The layer of taste buds certainly didn't peel right off like I'd seen online, but then again those tongues were boiled. So I just took my filet knife and carefully removed it all.

Sliced thin, and eaten cold, it was delicious. Very ham-like in texture and flavor. I could have eaten a cold cut sandwich out of it and been happy.

I did a quick fry in a hot cast iron with some bacon grease then assembled th sandwich. Another great part was the saurkraut. It was homemade from a buddy of mine. Absolutely delicious stuff. 
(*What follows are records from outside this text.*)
PR #10347, opened 2021-05-15
Rootless: Fix user access to secrets mount

flouthoc:
`Non-root` user cannot access mounted secrets while performing `podman run`.
Ref issue: https://github.com/containers/common/issues/555

`Idea`:
* `/run/secrets` dir mounts with ownership `0:0` even if user is specified via `--user`.
* Allow  `execute (x)` on `/run/secrets` if env is `rootless` or owner's uid is not `0`

### DIFF
--- a/libpod/container_internal_linux.go
+++ b/libpod/container_internal_linux.go
@@ -2339,13 +2339,33 @@ func (c *Container) createSecretMountDir() error {
 		oldUmask := umask.Set(0)
 		defer umask.Set(oldUmask)
 
-		if err := os.MkdirAll(src, 0644); err != nil {
+		if err := os.MkdirAll(src, 0755); err != nil {
 			return err
 		}
 		if err := label.Relabel(src, c.config.MountLabel, false); err != nil {
 			return err
 		}
-		if err := os.Chown(src, c.RootUID(), c.RootGID()); err != nil {
+		userForSecretMount := c.RootUID()
+		groupForSecretMount := c.RootGID()
+		if c.User() != "" {
+			splitUser := strings.SplitN(c.config.User, ":", 2)
+			user := splitUser[0]
+			group := splitUser[0]
+			if len(splitUser) > 1 {
+				group = splitUser[1]
+			}
+			uid, errUID := strconv.Atoi(user)
+			gid, errGID := strconv.Atoi(group)
+			// Make sure user:group were parsed
+			// If not then go with RootUid, RootGid
+			if errUID == nil {
+				userForSecretMount = uid
+			}
+			if errGID == nil {
+				groupForSecretMount = gid
+			}
+		}
+		if err := os.Chown(src, userForSecretMount, groupForSecretMount); err != nil {
 			return err
 		}
 		c.state.BindMounts["/run/secrets"] = src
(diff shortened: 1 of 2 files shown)


libpod/container_internal_linux.go
```diff
@@ -2339,13 +2339,39 @@ func (c *Container) createSecretMountDir() error {
 		oldUmask := umask.Set(0)
 		defer umask.Set(oldUmask)
 
-		if err := os.MkdirAll(src, 0644); err != nil {
+		srcMountPermission := 0644
+		// If env is rootless give directory execute permission
+		// Non-root ( uid != 0 user can only access dir if it has `x`
+		if rootless.IsRootless() {
+			srcMountPermission = 0744
```
rhatdan, line 2346: Permissions should just be 755. In rootful and rootless. 644 makes no sense.

flouthoc: @rhatdan  I am confused about `755` , I just escalated mount to `644` -> `744` for `non-root` user so that only mount owner could access this dir. I thought thats what author thought initially , if we are going to bump this to `755` all the created users on container would have access to secrets. Not sure but could this be a potential security flaw since they are mounted secrets ? WDYT ?

But I can change this to  `755` if that is expected behavior.

flouthoc: @rhatdan I verified this with `docker swarm` it has analogous behavior, in places even tighter permissions. For instance when owner is root , permissions is `444` and adds execute when non-root user is specified or in some use-cases people are doing it manually. https://stackoverflow.com/questions/53385930/docker-secrets-with-non-root-user

I have added a test for rootless user and it seems to be passing also I have verified this manually just pasting output here
```bash
SECRET="mysecret"
echo a_secret | podman secret create "$SECRET" -
$ podman run --secret "$SECRET" --rm --user 200:200 -i -t docker.io/library/debian sh
$ cat /run/secrets/mysecret
a_secret
$ 
```

flouthoc: @rhatdan Let me know if this needs to be closed as discussed here https://github.com/containers/common/issues/555

rhatdan: My point is the directory where the secret is stored and all of the paths up to it should be (root:root) 0755 so that all users within the container can search through the directories to get to the secret file.  The file with the secrets should be 0444 so all users of the container can read it.

I guess you could argue that the secret `file` should be owned by the default user and be 0600, but I am fine with making it readable by all users.

I see the secret file being something that can be used by processes within the container, but not something that should be saved to the image if I was building a container image.

flouthoc: @rhatdan Ah my bad i misunderstood few things. I agree `0755` for `secrets` dir makes sense. However actual  file underneath should be `0444`. I have done the required changes for mounted `run/secrets` dir.

But as discussed containers/common#555 this PR might overlap a bit with what @ashley-cui is already doing. Not sure what needs to be done.  But this PR would definitely fix  issue being faced in containers/common#555

ashley-cui: If you don't mind, I'd be in favor of closing this PR and using the one I have coming up, since I'll have to move all these changes anyway

rhatdan: No problem.  @flouthoc Thanks for the effort.  Please work with @ashley-cui and her PR since she is in charge of this issue.  And make sure it matches your expectations.

ashley-cui: @flouthoc Thanks for giving this a shot though!! I'll @ you when I open my PR do you can take a look :)

flouthoc: @ashley-cui @rhatdan  Sure no issues. 😄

The rueben was everything I'd hoped for and more. Very very tasty! This is the first tongue I've saved from hunting and it certainly won't be the last. (The rye bread the store had was a very dark rye, so it's not burnt)


----------



## dirtsailor2003 (May 10, 2017)

Looks tasty!


----------



## tallbm (May 10, 2017)

Wow that is awesome!

I have only ever eaten beef tongue done in the oven to make tacos.  It is fantastic stuff!  I can just imagine how good that elk tongue was.  Man I would love to take an elk some day.


----------



## SmokinAl (May 11, 2017)

Wow, that is one delicious looking sammie!

I would love to try elk tongue someday.

I've had plenty of beef tongue, but never elk!

Congrats for making the carousel!

Point!

Al


----------



## biaviian (May 11, 2017)

That looks great! I love tongue but I have never had elk tongue. Did you have the heart? There's nothing like a cold heart sandwich.

EDIT: Am I the only one that sees an elephant and a dragon in the pictures of the cut raw tongue?













Capture.PNG



__ biaviian
__ May 11, 2017


----------



## shyzabrau (May 11, 2017)

Biaviian said:


> EDIT: Am I the only one that sees an elephant and a dragon in the pictures of the cut raw tongue?


Smoked meat as a Rorschach test...


----------



## biaviian (May 11, 2017)

Shyzabrau said:


> Smoked meat as a Rorschach test...


Check out my last edit for the answers to the test.


----------



## gnatboy911 (May 11, 2017)

Biaviian said:


> That looks great! I love tongue but I have never had elk tongue. Did you have the heart? There's nothing like a cold heart sandwich.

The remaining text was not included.